(Beginning of Supplied records)
PR #1175, opened 2023-06-02
Added JANET_NO_AMALG flag to Makefile 

zevv:
(Not sure if people are willing to pull in this added complexity, but giving it a shot anyway)

This change allows building Janet from the individual source files instead of from the amalgamated `janet.c`; this considerably speeds up parallel builds on modern CPUs;

```
 make clean; time make -j NO_AMALG=0 
[...]
real	0m7.882s
```

vs

```
make clean; time make -j NO_AMALG=1 
[...]
real	0m1.481s
```

For me this make the difference between "comfortably and quickly running my tests" and "getting slightly annoyed staring at my screen",

### DIFF
--- a/Makefile
+++ b/Makefile
@@ -39,6 +39,8 @@ JANET_PATH?=$(LIBDIR)/janet
 JANET_MANPATH?=$(PREFIX)/share/man/man1/
 JANET_PKG_CONFIG_PATH?=$(LIBDIR)/pkgconfig
 JANET_DIST_DIR?=janet-dist
+JANET_BOOT_FLAGS:=. JANET_PATH '$(JANET_PATH)'
+JANET_TARGET_OBJECTS=build/janet.o build/shell.o
 JPM_TAG?=master
 DEBUGGER=gdb
 SONAME_SETTER=-Wl,-soname,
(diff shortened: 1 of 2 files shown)


sogaiu:
The speedup is nice :+1:

bakpakin:
The added complexity is ok, since it is not much added complexity. We used to have this, however the requirement for distributing as `janet.c` and `janet.h` meant that sometimes the amalgamation would break, so I made the amalgamation the default in the Makefile which reduced that problem.

But a lot has changed and stabilized, I guess I just got use to waiting for the compiler :sweat_smile:

disruptek:
It would probably be sufficient to make the amalgamation a build/ci artifact, right?

bakpakin:
Yes, but the idea was to have one fewer way to build things and I would get PRs that would break the amalgamated build (and break them myself). Basically, it was just one less thing to think about. Still, it's like a breath of fresh air to have incremental compilation nice and fast again.

zevv:
Is the current implementation acceptable, in particular the way the option is passed to and handled in boot. janet? Also maybe change NO_AMALG into something nicer like JANET_DISABLE_AMALGAMATION? (I will not be typing that more then once (in my .bashrc only)

sogaiu:
How about `JANET_NO_AMALG`?

bakpakin:
Current implementation looks good, but it is probably better to have a name that is unlikely to collide with anything as the trigger to avoid surprises.

zevv:
env var  changed to `JANET_NO_AMALG`

CosmicToast:
I'm curious on what the speed delta would look like when running with a more parallelized linker. (e.g mold)

zevv:
Linking really is not the problem, that's typically done in tens of milliseconds for a project this size.

sogaiu:
May be a minor thing but I think the construction `(if-not (...) (do ...` in the following:

```janet
    (if-not (has-value? boot/args "image-only") (do
      (print "\n/* " fname " */")
      ...)
```

[here](https://github.com/janet-lang/janet/commit/bb4ff05d35fdd01dbd4cd61ae9740c01830d6d86#diff-e120880268b4f0f04177470180f50ee0d2c7ac13cb83bb778b6d81efda1cbbccR4160-R4164) might be better expressed as either:

```janet
    (when (not (has-value? boot/args "image-only"))
      (print "\n/* " fname " */")
      ...)
```

or:

```janet
    (unless (has-value? boot/args "image-only")
      (print "\n/* " fname " */")
      ...)
```

The latter (using `unless`) is briefer, but I find it often takes me much longer to convince myself at a gut level that it's the "right thing" particularly when what's getting tested gets complicated.

(I've sometimes wanted a `when-not`, but I have been hesitant to suggest that kind of construction for potential bloat reasons (^^; )

zevv:
Oh sorry @sogaiu, I saw your earlier remark and changed the code accordingly; this was on "my other machine" though and I forgot to push it.

sogaiu:
Ah well, at least the code works :)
(End of Supplied records)
**Task to complete:** Retype the records in their entirety, matching each one exactly.

**Task solution:**
PR #1175, opened 2023-06-02
Added JANET_NO_AMALG flag to Makefile 

zevv:
(Not sure if people are willing to pull in this added complexity, but giving it a shot anyway)

This change allows building Janet from the individual source files instead of from the amalgamated `janet.c`; this considerably speeds up parallel builds on modern CPUs;

```
 make clean; time make -j NO_AMALG=0 
[...]
real	0m7.882s
```

vs

```
make clean; time make -j NO_AMALG=1 
[...]
real	0m1.481s
```

For me this make the difference between "comfortably and quickly running my tests" and "getting slightly annoyed staring at my screen",

### DIFF
--- a/Makefile
+++ b/Makefile
@@ -39,6 +39,8 @@ JANET_PATH?=$(LIBDIR)/janet
 JANET_MANPATH?=$(PREFIX)/share/man/man1/
 JANET_PKG_CONFIG_PATH?=$(LIBDIR)/pkgconfig
 JANET_DIST_DIR?=janet-dist
+JANET_BOOT_FLAGS:=. JANET_PATH '$(JANET_PATH)'
+JANET_TARGET_OBJECTS=build/janet.o build/shell.o
 JPM_TAG?=master
 DEBUGGER=gdb
 SONAME_SETTER=-Wl,-soname,
(diff shortened: 1 of 2 files shown)


sogaiu:
The speedup is nice :+1:

bakpakin:
The added complexity is ok, since it is not much added complexity. We used to have this, however the requirement for distributing as `janet.c` and `janet.h` meant that sometimes the amalgamation would break, so I made the amalgamation the default in the Makefile which reduced that problem.

But a lot has changed and stabilized, I guess I just got use to waiting for the compiler :sweat_smile:

disruptek:
It would probably be sufficient to make the amalgamation a build/ci artifact, right?

bakpakin:
Yes, but the idea was to have one fewer way to build things and I would get PRs that would break the amalgamated build (and break them myself). Basically, it was just one less thing to think about. Still, it's like a breath of fresh air to have incremental compilation nice and fast again.

zevv:
Is the current implementation acceptable, in particular the way the option is passed to and handled in boot. janet? Also maybe change NO_AMALG into something nicer like JANET_DISABLE_AMALGAMATION? (I will not be typing that more then once (in my .bashrc only)

sogaiu:
How about `JANET_NO_AMALG`?

bakpakin:
Current implementation looks good, but it is probably better to have a name that is unlikely to collide with anything as the trigger to avoid surprises.

zevv:
env var  changed to `JANET_NO_AMALG`

CosmicToast:
I'm curious on what the speed delta would look like when running with a more parallelized linker. (e.g mold)

zevv:
Linking really is not the problem, that's typically done in tens of milliseconds for a project this size.

sogaiu:
May be a minor thing but I think the construction `(if-not (...) (do ...` in the following:

```janet
    (if-not (has-value? boot/args "image-only") (do
      (print "\n/* " fname " */")
      ...)
```

[here](https://github.com/janet-lang/janet/commit/bb4ff05d35fdd01dbd4cd61ae9740c01830d6d86#diff-e120880268b4f0f04177470180f50ee0d2c7ac13cb83bb778b6d81efda1cbbccR4160-R4164) might be better expressed as either:

```janet
    (when (not (has-value? boot/args "image-only"))
      (print "\n/* " fname " */")
      ...)
```

or:

```janet
    (unless (has-value? boot/args "image-only")
      (print "\n/* " fname " */")
      ...)
```

The latter (using `unless`) is briefer, but I find it often takes me much longer to convince myself at a gut level that it's the "right thing" particularly when what's getting tested gets complicated.

(I've sometimes wanted a `when-not`, but I have been hesitant to suggest that kind of construction for potential bloat reasons (^^; )

zevv:
Oh sorry @sogaiu, I saw your earlier remark and changed the code accordingly; this was on "my other machine" though and I forgot to push it.

sogaiu:
Ah well, at least the code works :)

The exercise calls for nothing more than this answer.